To investigate the structure, high-resolution transmission electron microscopy (HRTEM) was employed to examine Au₂₅@Cu-BTC, as shown in Fig. 1b. Au NCs are clearly observed in the HRTEM image and uniformly dispersed in Cu₃(BTC)₂ with an average diameter of 1.34 nm (Fig. 1b inset). The size is consistent with that of the pristine Au NCs (Fig. S1b, ESI†), confirming that the Au NCs were well maintained during encapsulation. Cu₃(BTC)₂ was reported to have cavities with 1.33 nm size and 3D connected channels with 1.8 nm windows,²⁴ so ultrasmall Au NCs can be confined in the cavities of Cu₃(BTC)₂ and/or implanted into their channels, preventing the aggregation of the Au NCs. The formation of Au₂₅@Cu-BTC was further verified by scanning transmission electron microscopy (STEM) and corresponding energy-dispersive X-ray spectroscopy (EDS) elemental analysis (Fig. 1c and d). The EDS mapping images illustrate that Cu, Au, C, O and S are uniformly distributed, and the good coincidence relation between Cu and O as well as Au and S further confirms that the hierarchical structure has been successfully constructed. The amount of Au in the Au₂₅@Cu-BTC composite is determined to be 11.6 wt% by ICP-AES, and the content of Au NCs in this composite is roughly calculated to be 18.1 wt% based on the molecular formula of Au₂₅(p-MBA)₁₈.

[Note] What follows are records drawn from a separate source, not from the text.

PR #64, opened 2020-01-05
Fix certain errors with Item.cs

Topaz-Reality:
Because I could not resist.

### DIFF
--- a/OpenKh.Kh2/System/Item.cs
+++ b/OpenKh.Kh2/System/Item.cs
@@ -6,35 +6,37 @@ namespace OpenKh.Kh2.System
 {
     public class Item
     {
-        public enum Type : byte
+        public enum Type : ushort // Declaring this as a byte is a mistake you do NOT want to make. Trust me, I have been there.
         {
-            Consumable,
-            Boost,
-            Keyblade,
-            Staff,
-            Shield,
-            PingWeapon,
-            AuronWeapon,
-            BeastWeapon,
-            JackWeapon,
-            DummyWeapon,
-            RikuWeapon,
-            SimbaWeapon,
-            JackSparrowWeapon,
-            TronWeapon,
-            Armor,
-            Accessory,
-            Synthesis,
-            Recipe,
-            Magic,
-            Ability,
-            Summon,
-            Form,
-            Map,
-            Report,
+            Consumable = 0x00,
+            CampItem = 0x01,
+            MegaConsumbale = 0x0200,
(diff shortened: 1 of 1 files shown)


Vladabdf:
`            [Data] public byte FireVulnerability { get; set; } // These show "Vulnerability"
            [Data] public byte IceVulnerability  { get; set; } // Not "Resistance"
            [Data] public byte LightningVulnerability  { get; set; } // They are in percentages
            [Data] public byte DarkVulnerability  { get; set; } // "0x64" to "0x00"`
While correct, values span from 0x00 all the way to 0xFF, with 0x64 being "no change" from regular damage. For example, Petite Ribbon changes those vulnerability values to 0x5A. Through testing changing them to 0xFF, Sora becomes far more vulnerable to those damage types.
There are also types for "physical", "light", and "neutral magic" resistances, though I do not know exactly which bytes in the file are attributed to them, as there is some uncertainty amongst modders as to which attacks are all affected by the "light" and "neutral magic" values. Reflect and Explosion are certainly "neutral magic" while I suspect Roxas' orbs are "light". More testing needed to verify them explicitly.

Xeeynamo:
The `Item.Type` is 100% a byte, according to how the game reads the data. If you look to the routine `1a35d0` (KH2FM version), the assembly instruction `lbu t6,0x2(v0)` (where `v0` is the item entry) clearly reads the type as a byte.

Good point about element vulnerability rather than resistance. It is still a bit obscure to me how the game reads it as it still needs to be implemented in the editor.
Would be possible for you to move those comments in the code to the documentation of the file format? I think it would be more clear.

Finally, your pull request is breaking the build, due to the editor `OpenKh.Tools.Kh2SystemEditor` that is unable to pick your changes.

Rikux3:
Isn't `0x2` in the assembly instruction the buffer size? If that's the case, it's reading a short and not a byte. Or am I reading it wrong?

Xeeynamo:
@Rikux3 Nope. When in assembly you find `0x20(a1)`, it means to go to the pointer `a1` and move 0x20 bytes from there.
In MIPS assembly, you can recognise if it is 1, 2, 4 or 8 bytes if the instruction is `lb`, `lh`, `lw` or `ld` (where `l` is load, `s` is store, `u` is unsigned; eg. `swu` stores 4 unsigned bytes`)

Rikux3:
I assume we can close this one as well?

Xeeynamo:
Close due inactivity. The build was broken anyway.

Upon forming the hierarchical structure, we further investigated the interaction between the embedded Au NCs and the coated Cu₂(BTC)₃ shell using X-ray photoelectron spectroscopy (XPS) and Fourier transform infrared (FT-IR) spectroscopy. The high-resolution O1s XPS spectra (Fig. S4a, ESI†) reveal that Au NCs, Cu₃(BTC)₂ and Au₂₅@Cu-BTC give the most distinct difference in both the existing forms and chemical shifts. The characteristic peaks around 532.5 eV and 531.7 eV can be assigned to hydroxide (H–C–O bonding) and carbonate (C–O bonding), respectively. H–C–O bonding is dominant in the Au NCs, which can be assigned to the uncoordinated carboxyl groups in p-MBA. When the Au NCs are incorporated into Cu₃(BTC)₂, C–O bonding becomes dominant in Au₂₅@Cu-BTC, which can be attributed to the coordination of carboxyl groups of p-MBA with Cu nodes of Cu₃(BTC)₂ during in situ coating. This argument is confirmed by the shift of the O 1s (Fig. S4a, ESI†), S 2p (Fig. S4b, ESI†) and Au 4f (Fig. S4c, ESI†) characteristic peaks for Au₂₅@Cu-BTC toward higher binding energy compared with the pristine Au NCs. This shift is caused by the coordination of carboxyl groups of Au NCs with Cu²⁺, reducing the electron densities of the p-MBA ligands. In the meantime, the characteristic peaks of Cu in the Cu LMM spectrum of Au₂₅@Cu-BTC shift toward lower binding energy compared to bare Cu₃(BTC)₂ (Fig. S4d, ESI†), as the electron donation by O in the carboxyl of the Au NCs can increase the electron density of the Cu nodes in Cu₃(BTC)₂. These results demonstrate that the embedded Au NCs are directly connected with the Cu sites of coated Cu₃(BTC)₂ through coordination bonds, which is also confirmed by FT-IR (Fig. S3, ESI†), providing a good foundation for charge transfer between Au NCs and Cu₃(BTC)₂. No new Cu species are found on Au₂₅@Cu-BTC (Fig. S4d, ESI† and Fig. S4, ESI†).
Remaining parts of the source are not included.